AIM OF THE EXERCISE: Each line below must be reproduced exactly.

Source data:
*** Begin section ***

PR #211, opened 2024-05-14
fix(docker): don't early exit if docker binary isn't available

andresilva:


crates/provider/src/docker/client.rs
```diff
@@ -186,21 +186,24 @@ impl DockerClient {
     }
 
     async fn is_using_podman() -> Result<bool> {
-        let result = tokio::process::Command::new("docker")
+        if let Ok(output) = tokio::process::Command::new("docker")
+            .arg("version")
```
andresilva, line 190: Using docker alias `docker --version` wasn't returning any string containing podman. Using `docker version` I get an output like this:

```
❯ docker version 
Client:       Podman Engine
Version:      5.0.2
API Version:  5.0.2
Go Version:   go1.22.2
Built:        Tue Jan  1 00:00:00 1980
OS/Arch:      linux/amd64
```

andresilva:
I tested this locally and it worked with podman (and also using docker symlink to podman). I didn't test with proper docker though.

pepoviola:
Looks good to me! thanks for the fix, I will testing in `docker` before  merge it.

Thanks!!

PR #212, opened 2024-05-14
fix(docker): don't use docker command if using podman

andresilva:


andresilva:
With this PR I was able to spawn a network without any docker symlink (i.e. just using podman directly).

pepoviola (approved):
Looks great, thanks!!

*** End section ***

RESPONSE BELOW:
PR #211, opened 2024-05-14
fix(docker): don't early exit if docker binary isn't available

andresilva:


crates/provider/src/docker/client.rs
```diff
@@ -186,21 +186,24 @@ impl DockerClient {
     }
 
     async fn is_using_podman() -> Result<bool> {
-        let result = tokio::process::Command::new("docker")
+        if let Ok(output) = tokio::process::Command::new("docker")
+            .arg("version")
```
andresilva, line 190: Using docker alias `docker --version` wasn't returning any string containing podman. Using `docker version` I get an output like this:

```
❯ docker version 
Client:       Podman Engine
Version:      5.0.2
API Version:  5.0.2
Go Version:   go1.22.2
Built:        Tue Jan  1 00:00:00 1980
OS/Arch:      linux/amd64
```

andresilva:
I tested this locally and it worked with podman (and also using docker symlink to podman). I didn't test with proper docker though.

pepoviola:
Looks good to me! thanks for the fix, I will testing in `docker` before  merge it.

Thanks!!

PR #212, opened 2024-05-14
fix(docker): don't use docker command if using podman

andresilva:


andresilva:
With this PR I was able to spawn a network without any docker symlink (i.e. just using podman directly).

pepoviola (approved):
Looks great, thanks!!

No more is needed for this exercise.